» **Work to be completed**: Look through the listing below and count the lines holding "much". Reply with the number alone.
==== Source material
PR #2991, opened 2022-10-01
Color selector improvements

suphon-t:
## Description

Since we switched the color selector from a bottom sheet to a full screen page, it makes sense to combine options from the "Dynamic" and "Presets" pages and make use of the available vertical space.

Also did some clean up on the color preference itself. We now have a source of truth for color preference definitions.

## Type of change

✅  General change (non-breaking change that doesn't fit the below categories like copyediting)

### DIFF
--- a/lawnchair/res/values/strings.xml
+++ b/lawnchair/res/values/strings.xml
@@ -46,7 +46,7 @@
     <string name="app_info_drop_target_label">App Info</string>
     <string name="debug_restart_launcher">Restart Lawnchair</string>
     <string name="experimental_features_label">Experimental Features</string>
-    
+
     <!-- ExperimentalFeaturesPreferences -->
     <!-- <string name="experimental_features_label" />-->
     <string name="font_picker_label">Font Customization</string>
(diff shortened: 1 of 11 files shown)


kahanzammi:
In Presets tab, why don't you add a title to the basic color section. 
Example: Basic Colors

yasanglass:
About the UI changes, the original image looks a bit confusing. The mock-up by @kahanzammi looks much better but it still feels a bit too much.

Looks good other than the UI changes imo.

yasanglass (approved):

SuperDragonXD (approved):
Looks good, although I agree with Yasan on adding the headers as seen in the mockup above for better organization. (Maybe change the headers in there as "Dynamic" and "Swatches", though)

Goooler (approved):

suphon-t:
Added the section headers and a few new UX changes. Should look good now.

yasanglass:
Now both tabs have the same exact style! Looks good! 👌🏼

SefaMeert:
System launcher support on Android 13

SefaMeert:
Will there be system launcher support for Android 13?

PR #3033, opened 2022-10-15
Add permission ACCESS_RESTRICTED_SETTINGS

zjunior06:
This will allow modify restricted settings on Android 13

## Description

Fixes #(issue) 

## Type of change

✅ New feature (non-breaking change which adds functionality)

### DIFF
--- a/AndroidManifest-common.xml
+++ b/AndroidManifest-common.xml
@@ -43,6 +43,7 @@
     <uses-permission android:name="android.permission.READ_DEVICE_CONFIG" />
     <uses-permission android:name="android.permission.QUERY_ALL_PACKAGES" />
     <uses-permission android:name="android.permission.EXPAND_STATUS_BAR" />
+    <uses-permission android:name="android.permission.ACCESS_RESTRICTED_SETTINGS" />
 
     <!-- for rotating surface by arbitrary degree -->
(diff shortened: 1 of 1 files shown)


suphon-t:
Does this actually have any effect? I don’t see the permission being mentioned in the documentation.

zjunior06:
> Does this actually have any effect? I don’t see the permission being mentioned in the documentation.

Yes, it as, already tested and working.

zjunior06:
Before:
Screenshot_20221015-052431


After:
Screenshot_20221015-052918_Settings

yasanglass (approved):

daywalk3r666:
This don't work. Action build with this commit has no access to the permission.

zjunior06:
> This don't work. Action build with this commit has no access to the permission.

You need allow it, App Info > 3-dots

daywalk3r666:
Right but then you don't need this commit. Lawnchair alpha 4 can do this without this commit

zjunior06:
> Right but then you don't need this commit. Lawnchair alpha 4 can do this without this commit

But new builds can't. (Dev builds)

yasanglass:
@zjunior06 Thank you for contributing to _Lawnchair_!

PR #3049, opened 2022-10-23
At a Glance (smartspace) provider selection support

yasanglass:
## Description

Adds a system that allows users to select the provider of smartspace. The current options are:
1. Lawnchair: The built-in & customizable _At a Glance widget_
2. Google: The _At a Glance_ widget from _the Google app_
3. Google Search: The search bar widget from _the Google app_

The ultimate goal of this feature is not to let users choose between these 3 options as they are already accessible using normal widgets: The goal is to implement a system that can be used later on to introduce new smartspace providers easily. 

## More information
- The two google-powered ones are disabled when the Google app is not installed (or if it is installed but not enabled). 
- If the active smartspace provider is no longer _available_, the active smartspace automatically reverts back to _LawnchairSmartspace_ which is **always** available.
- The two google-powered ones technically keep working even without the Google app but they barely provide any functionality and are pretty much useless, that's why I chose to **not** let users use these smartspace providers without the Google app.
- After some discussion with the core Lawnchair team, I decided to show the name "At a Glance provider" to the user but use "Smartspace Mode" in the actual code as SmartspaceProvider class already exists in the code. Let me know if you think we can name them more clearly.

smartspace-provider

## Type of change

:x: General change (non-breaking change that doesn't fit the below categories like copyediting)
:x: Bug fix (non-breaking change which fixes an issue)
:white_check_mark: New feature (non-breaking change which adds functionality)
:x: Breaking change (fix or feature that would cause existing functionality to not work as expected)

PR #3065, opened 2022-10-30
Cleanup exception catching under lawnchair

Goooler:
## Description

Follow up https://github.com/LawnchairLauncher/lawnchair/pull/3049#discussion_r1002692600

## Type of change

### DIFF
--- a/lawnchair/src/app/lawnchair/LawnchairLauncher.kt
+++ b/lawnchair/src/app/lawnchair/LawnchairLauncher.kt
@@ -189,8 +189,9 @@ class LawnchairLauncher : QuickstepLauncher(), LifecycleOwner,
 
         if (prefs.autoLaunchRoot.get()) {
             lifecycleScope.launch {
-                runCatching {
+                try {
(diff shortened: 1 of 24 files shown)


yasandev:
I'm not that familiar with `runCatching`, but isn't this bad practice? It looks like it just catches any exception and it's bad practice to just catch all exceptions. It's always better to catch specific exceptions, that's why multiple different exceptions are caught in some of the original code.

Other than the syntax improvement, this doesn't look like a positive change.

Only a few of the original catches catch all exceptions. Maybe we should just update those few.

yasanglass (changes requested):
I'm not that familiar with `runCatching`, but isn't this bad practice? It looks like it just catches any exception and it's bad practice to just catch all exceptions. It's always better to catch specific exceptions, that's why multiple different exceptions are caught in some of the original code.

Other than the syntax improvement, this doesn't look like a positive change.

Only a few of the original catches catch all exceptions. Maybe we should just update those few.

Goooler:
I think so, I'm reverting those changes now.

yasanglass (approved):

PR #3125, opened 2022-11-23
Group app list by sectionName before sorting for Simplified Chinese only

### LINKED ISSUE #2986: [Feature] Sort of Chinese and English
### Describe the feature

# Engligh
> About the sorting problem of Chinese and English
# Chinese
> 关于中英文的排序问题

# English
> Separate sorting makes me often need to swipe to the bottom to click apply(eg Google, Gmail, YouTube)
# Chinese
> 分离的排序使我常常需要滑动到底部来点击应用（例如Google，Gmail，YouTube）

No

### Example(s)

#  About the sorting problem of Chinese and English
### Additional context

# Wrong sort
- 电话
- Chrome
# Correct ordering
- Chrome
- 电话

Goooler:
## Description

Sort the app list to be more localized, before vs after:

Closes #2986

## Type of change

### DIFF
--- a/src/com/android/launcher3/allapps/AppInfoComparator.java
+++ b/src/com/android/launcher3/allapps/AppInfoComparator.java
@@ -24,6 +24,7 @@ import com.android.launcher3.pm.UserCache;
 import com.android.launcher3.util.LabelComparator;
 
 import java.util.Comparator;
+import java.util.Locale;
 
 /**
  * A comparator to arrange items based on user profiles.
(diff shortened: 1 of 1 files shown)


Goooler:
@yasandev @SuperDragonXD @paphonb 
Could you test this feature with your local languages?

yasanglass:
Doesn't improve sorting for Persian. All my apps with Persian names are at the bottom of the list.

Goooler:
So apps with Persian names should be sorted and mixed in English names, right? Could you show me the `sectionName` in `mApps` look like?

yasanglass:
image

Yeah, it should be mixed. Niagara Launcher does sort them properly. That ت symbol is the equivalent of T and should be sorted as T.

Goooler:
I see your `sectionName` list contains non-ascii chars, but not in my case, so the key point is the `computeSectionName`.

Goooler:
> Doesn't improve sorting for Persian. All my apps with Persian names are at the bottom of the list.

Is it in the same order as before?

yasanglass:
> Is it in the same order as before?

I think so.

Goooler:
I've tested this change in Japanese env, `sectionName`s contain non-ascii chars too, so can I preserve this change for Chinese only?

Goooler:
It's hard to adopt every language, can I preserve this change for Simplified Chinese only?

yasanglass:
> It's hard to adopt every language, can I preserve this change for Simplified Chinese only?

Yeah, I suppose its better than nothing. I can look into improving sorting for Persian and Arabic later myself as I need it for my own projects as well.

yasanglass (approved):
========
» **The completed task**: 2